**Task directions**: Even the shortest line counts, so transcribe all the data exactly.

**Data provided**:

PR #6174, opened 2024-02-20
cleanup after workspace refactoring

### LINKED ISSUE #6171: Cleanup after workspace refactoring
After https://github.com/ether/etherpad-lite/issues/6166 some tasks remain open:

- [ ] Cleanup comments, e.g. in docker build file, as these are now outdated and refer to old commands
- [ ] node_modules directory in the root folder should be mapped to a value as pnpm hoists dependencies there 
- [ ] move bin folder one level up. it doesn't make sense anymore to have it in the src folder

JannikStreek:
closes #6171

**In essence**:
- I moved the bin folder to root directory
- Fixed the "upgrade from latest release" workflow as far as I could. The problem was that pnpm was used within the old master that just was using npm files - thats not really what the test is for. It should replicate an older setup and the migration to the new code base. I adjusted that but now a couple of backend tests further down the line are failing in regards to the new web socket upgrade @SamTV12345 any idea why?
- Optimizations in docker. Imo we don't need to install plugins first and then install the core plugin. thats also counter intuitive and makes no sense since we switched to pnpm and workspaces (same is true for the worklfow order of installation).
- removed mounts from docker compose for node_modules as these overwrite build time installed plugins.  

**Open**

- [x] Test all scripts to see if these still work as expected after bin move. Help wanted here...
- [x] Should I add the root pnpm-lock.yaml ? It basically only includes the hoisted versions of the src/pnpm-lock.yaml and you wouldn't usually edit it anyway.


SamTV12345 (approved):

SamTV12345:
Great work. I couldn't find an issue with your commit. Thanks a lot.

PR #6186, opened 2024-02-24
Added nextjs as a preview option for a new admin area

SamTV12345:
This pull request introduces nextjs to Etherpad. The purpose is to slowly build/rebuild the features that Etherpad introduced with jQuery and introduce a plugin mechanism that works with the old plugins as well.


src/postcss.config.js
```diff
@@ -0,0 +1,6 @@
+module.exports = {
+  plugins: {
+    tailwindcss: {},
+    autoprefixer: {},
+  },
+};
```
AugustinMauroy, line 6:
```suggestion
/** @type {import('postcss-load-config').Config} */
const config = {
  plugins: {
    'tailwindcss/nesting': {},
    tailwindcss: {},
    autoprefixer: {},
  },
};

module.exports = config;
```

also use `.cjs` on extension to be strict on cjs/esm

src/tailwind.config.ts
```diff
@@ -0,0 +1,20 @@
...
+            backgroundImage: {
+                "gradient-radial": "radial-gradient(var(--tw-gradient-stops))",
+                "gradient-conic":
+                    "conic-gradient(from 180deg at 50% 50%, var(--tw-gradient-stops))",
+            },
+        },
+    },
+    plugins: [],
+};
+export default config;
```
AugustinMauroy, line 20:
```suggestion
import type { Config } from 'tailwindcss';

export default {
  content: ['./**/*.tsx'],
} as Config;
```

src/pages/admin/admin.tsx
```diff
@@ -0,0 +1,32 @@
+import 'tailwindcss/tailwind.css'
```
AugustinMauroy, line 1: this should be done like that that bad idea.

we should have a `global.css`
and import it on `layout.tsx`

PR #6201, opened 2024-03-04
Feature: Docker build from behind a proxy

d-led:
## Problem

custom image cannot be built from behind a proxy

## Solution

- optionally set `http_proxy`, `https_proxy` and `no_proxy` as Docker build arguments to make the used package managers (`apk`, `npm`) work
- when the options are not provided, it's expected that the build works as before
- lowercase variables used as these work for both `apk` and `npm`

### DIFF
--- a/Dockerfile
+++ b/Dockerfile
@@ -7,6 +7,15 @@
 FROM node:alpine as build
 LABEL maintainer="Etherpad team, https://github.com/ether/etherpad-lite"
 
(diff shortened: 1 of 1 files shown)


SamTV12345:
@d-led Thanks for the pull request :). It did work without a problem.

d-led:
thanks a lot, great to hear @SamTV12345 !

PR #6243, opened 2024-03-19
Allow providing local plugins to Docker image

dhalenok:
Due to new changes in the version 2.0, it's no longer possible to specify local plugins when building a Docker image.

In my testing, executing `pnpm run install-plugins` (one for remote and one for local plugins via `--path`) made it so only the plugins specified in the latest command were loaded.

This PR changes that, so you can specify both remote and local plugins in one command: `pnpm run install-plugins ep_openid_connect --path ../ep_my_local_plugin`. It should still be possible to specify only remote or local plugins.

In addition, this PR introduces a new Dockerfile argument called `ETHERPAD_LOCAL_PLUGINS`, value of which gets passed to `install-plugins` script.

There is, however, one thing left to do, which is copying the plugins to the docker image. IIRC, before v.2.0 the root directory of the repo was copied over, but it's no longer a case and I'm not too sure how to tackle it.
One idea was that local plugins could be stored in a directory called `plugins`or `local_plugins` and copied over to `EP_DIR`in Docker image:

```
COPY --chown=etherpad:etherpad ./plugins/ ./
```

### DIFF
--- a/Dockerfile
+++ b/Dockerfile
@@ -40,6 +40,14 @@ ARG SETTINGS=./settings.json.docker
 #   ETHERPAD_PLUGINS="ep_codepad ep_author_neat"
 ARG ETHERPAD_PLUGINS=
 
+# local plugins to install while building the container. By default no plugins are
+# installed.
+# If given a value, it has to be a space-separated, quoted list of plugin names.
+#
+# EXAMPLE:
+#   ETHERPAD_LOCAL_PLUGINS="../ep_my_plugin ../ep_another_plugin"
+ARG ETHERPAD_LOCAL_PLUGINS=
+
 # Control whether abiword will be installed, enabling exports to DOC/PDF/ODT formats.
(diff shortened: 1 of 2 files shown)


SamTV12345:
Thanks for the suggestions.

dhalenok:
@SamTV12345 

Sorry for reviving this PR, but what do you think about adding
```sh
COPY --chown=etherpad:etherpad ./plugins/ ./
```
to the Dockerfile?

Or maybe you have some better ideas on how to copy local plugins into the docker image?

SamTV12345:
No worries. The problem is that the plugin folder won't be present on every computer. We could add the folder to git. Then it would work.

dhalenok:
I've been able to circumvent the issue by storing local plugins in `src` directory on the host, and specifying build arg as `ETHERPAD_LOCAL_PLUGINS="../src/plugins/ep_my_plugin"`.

**Output below**:
PR #6174, opened 2024-02-20
cleanup after workspace refactoring

### LINKED ISSUE #6171: Cleanup after workspace refactoring
After https://github.com/ether/etherpad-lite/issues/6166 some tasks remain open:

- [ ] Cleanup comments, e.g. in docker build file, as these are now outdated and refer to old commands
- [ ] node_modules directory in the root folder should be mapped to a value as pnpm hoists dependencies there 
- [ ] move bin folder one level up. it doesn't make sense anymore to have it in the src folder

JannikStreek:
closes #6171

**In essence**:
- I moved the bin folder to root directory
- Fixed the "upgrade from latest release" workflow as far as I could. The problem was that pnpm was used within the old master that just was using npm files - thats not really what the test is for. It should replicate an older setup and the migration to the new code base. I adjusted that but now a couple of backend tests further down the line are failing in regards to the new web socket upgrade @SamTV12345 any idea why?
- Optimizations in docker. Imo we don't need to install plugins first and then install the core plugin. thats also counter intuitive and makes no sense since we switched to pnpm and workspaces (same is true for the worklfow order of installation).
- removed mounts from docker compose for node_modules as these overwrite build time installed plugins.  

**Open**

- [x] Test all scripts to see if these still work as expected after bin move. Help wanted here...
- [x] Should I add the root pnpm-lock.yaml ? It basically only includes the hoisted versions of the src/pnpm-lock.yaml and you wouldn't usually edit it anyway.


SamTV12345 (approved):

SamTV12345:
Great work. I couldn't find an issue with your commit. Thanks a lot.

PR #6186, opened 2024-02-24
Added nextjs as a preview option for a new admin area

SamTV12345:
This pull request introduces nextjs to Etherpad. The purpose is to slowly build/rebuild the features that Etherpad introduced with jQuery and introduce a plugin mechanism that works with the old plugins as well.


src/postcss.config.js
```diff
@@ -0,0 +1,6 @@
+module.exports = {
+  plugins: {
+    tailwindcss: {},
+    autoprefixer: {},
+  },
+};
```
AugustinMauroy, line 6:
```suggestion
/** @type {import('postcss-load-config').Config} */
const config = {
  plugins: {
    'tailwindcss/nesting': {},
    tailwindcss: {},
    autoprefixer: {},
  },
};

module.exports = config;
```

also use `.cjs` on extension to be strict on cjs/esm

src/tailwind.config.ts
```diff
@@ -0,0 +1,20 @@
...
+            backgroundImage: {
+                "gradient-radial": "radial-gradient(var(--tw-gradient-stops))",
+                "gradient-conic":
+                    "conic-gradient(from 180deg at 50% 50%, var(--tw-gradient-stops))",
+            },
+        },
+    },
+    plugins: [],
+};
+export default config;
```
AugustinMauroy, line 20:
```suggestion
import type { Config } from 'tailwindcss';

export default {
  content: ['./**/*.tsx'],
} as Config;
```

src/pages/admin/admin.tsx
```diff
@@ -0,0 +1,32 @@
+import 'tailwindcss/tailwind.css'
```
AugustinMauroy, line 1: this should be done like that that bad idea.

we should have a `global.css`
and import it on `layout.tsx`

PR #6201, opened 2024-03-04
Feature: Docker build from behind a proxy

d-led:
## Problem

custom image cannot be built from behind a proxy

## Solution

- optionally set `http_proxy`, `https_proxy` and `no_proxy` as Docker build arguments to make the used package managers (`apk`, `npm`) work
- when the options are not provided, it's expected that the build works as before
- lowercase variables used as these work for both `apk` and `npm`

### DIFF
--- a/Dockerfile
+++ b/Dockerfile
@@ -7,6 +7,15 @@
 FROM node:alpine as build
 LABEL maintainer="Etherpad team, https://github.com/ether/etherpad-lite"
 
(diff shortened: 1 of 1 files shown)


SamTV12345:
@d-led Thanks for the pull request :). It did work without a problem.

d-led:
thanks a lot, great to hear @SamTV12345 !

PR #6243, opened 2024-03-19
Allow providing local plugins to Docker image

dhalenok:
Due to new changes in the version 2.0, it's no longer possible to specify local plugins when building a Docker image.

In my testing, executing `pnpm run install-plugins` (one for remote and one for local plugins via `--path`) made it so only the plugins specified in the latest command were loaded.

This PR changes that, so you can specify both remote and local plugins in one command: `pnpm run install-plugins ep_openid_connect --path ../ep_my_local_plugin`. It should still be possible to specify only remote or local plugins.

In addition, this PR introduces a new Dockerfile argument called `ETHERPAD_LOCAL_PLUGINS`, value of which gets passed to `install-plugins` script.

There is, however, one thing left to do, which is copying the plugins to the docker image. IIRC, before v.2.0 the root directory of the repo was copied over, but it's no longer a case and I'm not too sure how to tackle it.
One idea was that local plugins could be stored in a directory called `plugins`or `local_plugins` and copied over to `EP_DIR`in Docker image:

```
COPY --chown=etherpad:etherpad ./plugins/ ./
```

### DIFF
--- a/Dockerfile
+++ b/Dockerfile
@@ -40,6 +40,14 @@ ARG SETTINGS=./settings.json.docker
 #   ETHERPAD_PLUGINS="ep_codepad ep_author_neat"
 ARG ETHERPAD_PLUGINS=
 
+# local plugins to install while building the container. By default no plugins are
+# installed.
+# If given a value, it has to be a space-separated, quoted list of plugin names.
+#
+# EXAMPLE:
+#   ETHERPAD_LOCAL_PLUGINS="../ep_my_plugin ../ep_another_plugin"
+ARG ETHERPAD_LOCAL_PLUGINS=
+
 # Control whether abiword will be installed, enabling exports to DOC/PDF/ODT formats.
(diff shortened: 1 of 2 files shown)


SamTV12345:
Thanks for the suggestions.

dhalenok:
@SamTV12345 

Sorry for reviving this PR, but what do you think about adding
```sh
COPY --chown=etherpad:etherpad ./plugins/ ./
```
to the Dockerfile?

Or maybe you have some better ideas on how to copy local plugins into the docker image?

SamTV12345:
No worries. The problem is that the plugin folder won't be present on every computer. We could add the folder to git. Then it would work.

dhalenok:
I've been able to circumvent the issue by storing local plugins in `src` directory on the host, and specifying build arg as `ETHERPAD_LOCAL_PLUGINS="../src/plugins/ep_my_plugin"`.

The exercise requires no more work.